Question

If you were to use the substitution method to solve the following system, choose the new equation after the expression equivalent to x from the first equation is substituted into the second equation.
x – 2y = 2
x + 3y = 17

Answer 1

So, solve the first equation for x:

x = 2 + 2y

Now, substitute that equation into the second equation for x...

x + 3y = 17
(2+2y) + 3y = 17
2 + 5y = 17
5y = 17 - 2 = 15
y = 3

Substitute that back into any of our equations to solve for x. I'll use x = 2 + 2y

x = 2 + 2(3) = 8.

So, x = 8, y = 3 is our solution.
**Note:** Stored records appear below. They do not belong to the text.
PR #1618, opened 2021-10-11
Action & BaseAction classes java docs

pavly-gerges:
-Added Java docs.
-Added jme3 copyright licence.
-Code improvements.


stephengold:
I applaud your willingness to contribute, and I agree that these classes need javadoc. However, this PR is very confusing and needs much improvement. Explaining how to improve it will require much effort and probably multiple review passes.

For instance:
+ "Base implementation interface" is confusing since `Action` is not itself an interface.
+ "specialized to the new animation system" is confusing since there is no comparable class in the old animation system.
+ The sample code in the javadoc probably does more harm than good. The `<BR>` tags make the code hard to read, and it's unclear what the sample code is intended to illustrate.
+ "Inspired by Nehon" is probably misleading. I don't know for certain, but I assume Nehon wrote the code. "Inspired by" implies someone other than Nehon was the author.

Scrappers-glitch:
Hi there, yep i totally agree with you, i would change the "Inspired" to "Created By"

"Interface" : is  a famous misnomer used very often on design patterns to describe abstract things that are open for modification, and it doesn't need to be 100% percent java interface, i mean to use it then you have to extend it.

"Base Implementation" : This keyword is used before in jme tweens by @pspeed42 to describe the `AbstractTweens` which is a jme interface also that must be extended to create a tween, Nehon implied that he has based his whole animation system on the Tweens API, so `Action` & `BlendableAction` classes mimics the `AbstractTween` Class in behavior but they are "specialized" for Nehon's Animation system.

"Specialized" : means that starting from BlendableAction class, Nehon has stopped using raw Tweens inside the descendant classes, it turns to be a concrete implementation starting from this class, plus when you try to use a raw Tween with the new Anim System, the Action class encloses it in a base action, so its true that you cannot use raw tweens(unless you have actions to extract from them).

You will notice every single parameter is termed Tween based on Tween interfacing API, and there's a built in interoperability of tweens & Anim Actions within the `BaseAction` class.

Sample code meant to show the simple way things work, i have inspired this idea from some java util classes.

pspeed42:
"Base implementation" is clear.
"Base implementation interface" could do just as well without the word "interface".  From one reading, it's redundant and from another it's incorrect.  Either way, I'm not sure it adds anything to the statement but confusion.

pspeed42:
Another small nit-pick but it seems unusual to use <h2> to highlight the beginning class javadoc the way you do.

Scrappers-glitch:
Are there any other requested changes ?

Make sense?

Answer 2

You can also solve this problem using linear algebra
\[\begin{bmatrix}
1 & -2\\
1 & 3
\end{bmatrix}\begin{bmatrix}
x\\
y
\end{bmatrix}=\begin{bmatrix}
2\\
17
\end{bmatrix}\]Matrix determinant
\[det=\frac{1}{5}\]Matrix minor
\[\begin{bmatrix}
3 & 1\\
-2 & 1
\end{bmatrix}\]Matrix cofactor
\[\begin{bmatrix}
3 & -1\\
2 & 1
\end{bmatrix}\]Matrix transpose
\[\begin{bmatrix}
3 & 2\\
-1 & 1
\end{bmatrix}\]Putting it all together
\[\begin{bmatrix}
x\\
y
\end{bmatrix}=\frac{1}{5}\begin{bmatrix}
3 & 2\\
-1 & 1
\end{bmatrix}\begin{bmatrix}
2\\
17
\end{bmatrix}=\frac{1}{5}\begin{bmatrix}
40\\
15
\end{bmatrix}=\begin{bmatrix}
8\\
3
\end{bmatrix}\]Therefore,
\[x=8, y=3\]Sorry, I'm bored waiting for class. lol